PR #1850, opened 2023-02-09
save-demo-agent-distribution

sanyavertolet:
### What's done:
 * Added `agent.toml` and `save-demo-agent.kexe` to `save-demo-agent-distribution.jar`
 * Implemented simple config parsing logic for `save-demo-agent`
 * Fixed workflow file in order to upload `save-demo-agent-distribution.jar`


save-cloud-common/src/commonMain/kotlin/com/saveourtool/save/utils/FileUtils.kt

══════════

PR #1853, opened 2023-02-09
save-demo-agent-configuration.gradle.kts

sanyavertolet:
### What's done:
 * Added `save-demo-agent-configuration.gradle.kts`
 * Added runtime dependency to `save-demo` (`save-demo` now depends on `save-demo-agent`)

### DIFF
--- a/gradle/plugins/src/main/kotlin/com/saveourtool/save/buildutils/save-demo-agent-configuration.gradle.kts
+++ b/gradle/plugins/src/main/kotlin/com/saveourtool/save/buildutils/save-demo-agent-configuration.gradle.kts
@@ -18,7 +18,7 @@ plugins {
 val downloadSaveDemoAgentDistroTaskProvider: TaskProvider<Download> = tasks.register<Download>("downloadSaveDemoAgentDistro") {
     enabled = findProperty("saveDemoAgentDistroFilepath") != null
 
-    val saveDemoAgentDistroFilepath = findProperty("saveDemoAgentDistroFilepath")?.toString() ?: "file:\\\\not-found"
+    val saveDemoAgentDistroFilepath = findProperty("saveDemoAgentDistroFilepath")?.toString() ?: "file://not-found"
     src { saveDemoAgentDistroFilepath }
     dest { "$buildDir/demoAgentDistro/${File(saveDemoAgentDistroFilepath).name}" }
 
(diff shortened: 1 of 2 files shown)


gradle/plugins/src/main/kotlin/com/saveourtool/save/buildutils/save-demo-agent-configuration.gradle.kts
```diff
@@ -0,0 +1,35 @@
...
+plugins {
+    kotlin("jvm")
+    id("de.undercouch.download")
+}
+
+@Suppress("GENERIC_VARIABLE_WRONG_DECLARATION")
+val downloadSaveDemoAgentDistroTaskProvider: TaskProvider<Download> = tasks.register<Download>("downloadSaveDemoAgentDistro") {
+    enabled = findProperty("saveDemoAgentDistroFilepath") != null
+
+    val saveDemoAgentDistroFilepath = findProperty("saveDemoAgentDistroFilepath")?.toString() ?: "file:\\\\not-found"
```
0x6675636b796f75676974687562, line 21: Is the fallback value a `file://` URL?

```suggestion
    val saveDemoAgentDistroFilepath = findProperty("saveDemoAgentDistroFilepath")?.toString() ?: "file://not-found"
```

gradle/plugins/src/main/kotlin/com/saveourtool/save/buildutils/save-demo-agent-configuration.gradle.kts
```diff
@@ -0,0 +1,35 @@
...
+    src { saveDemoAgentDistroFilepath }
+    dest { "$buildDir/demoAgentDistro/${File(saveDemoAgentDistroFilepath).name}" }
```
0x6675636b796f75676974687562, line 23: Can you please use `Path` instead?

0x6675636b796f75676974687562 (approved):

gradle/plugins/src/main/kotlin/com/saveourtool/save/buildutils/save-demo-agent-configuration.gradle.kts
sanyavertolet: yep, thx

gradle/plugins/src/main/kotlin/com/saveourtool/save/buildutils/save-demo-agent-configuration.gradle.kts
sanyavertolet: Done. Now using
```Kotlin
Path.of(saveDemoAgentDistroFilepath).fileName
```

══════════

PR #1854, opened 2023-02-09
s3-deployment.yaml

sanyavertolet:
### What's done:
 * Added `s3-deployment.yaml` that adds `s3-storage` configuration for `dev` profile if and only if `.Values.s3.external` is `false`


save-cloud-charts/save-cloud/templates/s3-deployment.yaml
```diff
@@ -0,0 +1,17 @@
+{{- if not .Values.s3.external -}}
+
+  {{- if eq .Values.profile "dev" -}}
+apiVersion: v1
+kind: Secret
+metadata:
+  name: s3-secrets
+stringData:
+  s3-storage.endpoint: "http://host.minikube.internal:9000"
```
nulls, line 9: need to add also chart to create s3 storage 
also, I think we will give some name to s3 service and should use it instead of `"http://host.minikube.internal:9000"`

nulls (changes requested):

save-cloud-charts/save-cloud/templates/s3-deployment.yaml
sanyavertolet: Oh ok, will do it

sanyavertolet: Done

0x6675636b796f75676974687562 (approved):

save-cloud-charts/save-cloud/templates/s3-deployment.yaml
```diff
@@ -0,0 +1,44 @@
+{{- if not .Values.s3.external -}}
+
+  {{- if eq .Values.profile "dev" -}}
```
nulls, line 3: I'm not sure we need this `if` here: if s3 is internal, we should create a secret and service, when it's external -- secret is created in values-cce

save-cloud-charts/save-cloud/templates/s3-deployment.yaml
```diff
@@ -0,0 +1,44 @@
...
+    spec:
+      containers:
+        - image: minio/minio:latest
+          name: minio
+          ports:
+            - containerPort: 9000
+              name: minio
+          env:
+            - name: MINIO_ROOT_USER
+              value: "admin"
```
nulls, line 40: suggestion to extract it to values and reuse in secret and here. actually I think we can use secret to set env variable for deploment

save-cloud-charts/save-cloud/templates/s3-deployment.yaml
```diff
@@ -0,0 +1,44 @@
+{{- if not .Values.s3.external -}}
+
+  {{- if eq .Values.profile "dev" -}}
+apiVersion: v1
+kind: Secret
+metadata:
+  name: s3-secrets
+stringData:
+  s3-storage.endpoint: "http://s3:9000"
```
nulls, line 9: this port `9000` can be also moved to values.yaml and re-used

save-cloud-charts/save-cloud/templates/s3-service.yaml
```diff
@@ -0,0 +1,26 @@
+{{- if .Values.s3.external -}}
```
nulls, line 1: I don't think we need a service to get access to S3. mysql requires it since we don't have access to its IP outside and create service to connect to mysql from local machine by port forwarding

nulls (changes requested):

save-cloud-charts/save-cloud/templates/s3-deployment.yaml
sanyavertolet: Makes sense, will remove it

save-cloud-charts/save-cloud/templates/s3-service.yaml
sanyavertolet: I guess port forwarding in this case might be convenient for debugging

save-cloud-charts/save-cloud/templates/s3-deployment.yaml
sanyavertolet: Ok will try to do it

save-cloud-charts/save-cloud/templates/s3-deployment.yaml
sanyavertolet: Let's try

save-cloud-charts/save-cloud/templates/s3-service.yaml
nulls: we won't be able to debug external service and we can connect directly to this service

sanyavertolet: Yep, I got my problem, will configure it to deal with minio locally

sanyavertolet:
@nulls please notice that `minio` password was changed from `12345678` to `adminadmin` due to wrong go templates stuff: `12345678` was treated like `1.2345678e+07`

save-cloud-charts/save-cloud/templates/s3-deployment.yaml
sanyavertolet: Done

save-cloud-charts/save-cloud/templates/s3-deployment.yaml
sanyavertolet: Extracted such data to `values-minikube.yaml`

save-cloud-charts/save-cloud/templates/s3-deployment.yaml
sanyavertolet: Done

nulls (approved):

══════════

▸ **WORK TASK**: From the records above, give again exactly the lines running from the line with "PR #1850, opened 2023-02-09" to the line with "Implemented simple config", inclusive.

▸ **EXERCISE OUTPUT**:
PR #1850, opened 2023-02-09
save-demo-agent-distribution

sanyavertolet:
### What's done:
 * Added `agent.toml` and `save-demo-agent.kexe` to `save-demo-agent-distribution.jar`
 * Implemented simple config parsing logic for `save-demo-agent`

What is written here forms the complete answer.